Her and the rest of the world.

I'm tired of girls, but addicted to them.

Their soft touch, their innocent faces.

Even though they won't get any more than one night from me, they keep coming back.

Even after I push girl after girl out of bed and back to her room, the next one is waiting at my door the day after.

If I was a girl I would hate me, for getting my hopes up and crushing them, smashing their frail, brittle hearts into fragments of innocence lost.

What is it about them that keeps me entertained?

What do they have that I need so desperately?

Addicted, that high I get from their kisses.

Addicted, that feeling I get when running my hands up and down their soft curves that men could never emulate.

I am my own drug dealer, and I get girl after girl into messes, make them swoon with a look in their direction.

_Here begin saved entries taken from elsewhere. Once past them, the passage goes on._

Issue #360, opened 2024-10-11
The `nodes` optional attributes to LigandNetworks is unclear / unexplained


IAlibay:
From a developer or user perspective, it's unclear what is the intent of the `nodes` kwarg.

My personal understanding is that it's to add nodes that aren't connected (i.e. if you had absolute calculations or similar). Making the intent clearer would be really helpful.

PR #390, opened 2024-11-07
adding to LigandNetwork docstring

atravitz:
addresses https://github.com/OpenFreeEnergy/gufe/issues/360. 

hopefully this is more clear (and also correct).

### DIFF
--- a/gufe/ligandnetwork.py
+++ b/gufe/ligandnetwork.py
@@ -14,14 +14,17 @@ from .tokenization import GufeTokenizable, JSON_HANDLER
 
 
 class LigandNetwork(GufeTokenizable):
-    """A directed graph connecting many ligands according to their atom mapping
+    """A directed graph connecting ligands according to their atom mapping.
+       A network can be defined by specifying only edges, in which case the nodes are implicitly added.
+      
 
     Parameters
     ----------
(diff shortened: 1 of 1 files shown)


gufe/ligandnetwork.py
```diff
@@ -14,14 +14,17 @@
...
 
     Parameters
     ----------
     edges : Iterable[LigandAtomMapping]
-        edges for this network
+        Edges for this network, each specified as a LigandAtomMapping between two nodes.
     nodes : Iterable[SmallMoleculeComponent]
-        nodes for this network
+        Nodes for this network. Any nodes already included as a part of the 'edges' will be ignored.
+        Nodes not already included in 'edges' will be added as isolated, unconnected nodes.
```
IAlibay, line 27: It comes to mind that we don't have a mechanism to handle the reverse case - i.e. what if we just wanted unconnected nodes for some reason or another? This is a conversation for another time.

IAlibay (approved):
Looks good to me thanks!

gufe/ligandnetwork.py
atravitz: opened issue here: https://github.com/OpenFreeEnergy/gufe/pull/390#discussion_r1833792370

I hear their voices in the halls, crooning softly…"Sirius…Sirius…"

I hear stories of girls sobbing in the bathroom after I reject them.

Every single one of them thinks they can change me, that they can somehow make me fall in love with them.

They may be witches, but no magic is that powerful.

It's not like I don't regret being the way I am.

I truly want to change. But addiction is a powerful thing, and I am not ready for withdrawal.

I need something that can take the place of my addiction.

Someone I actually do love, someone who loves me in return.

.They all think I have everything, but in reality I have nothing.

I don't have someone to comfort me, someone to take my blows.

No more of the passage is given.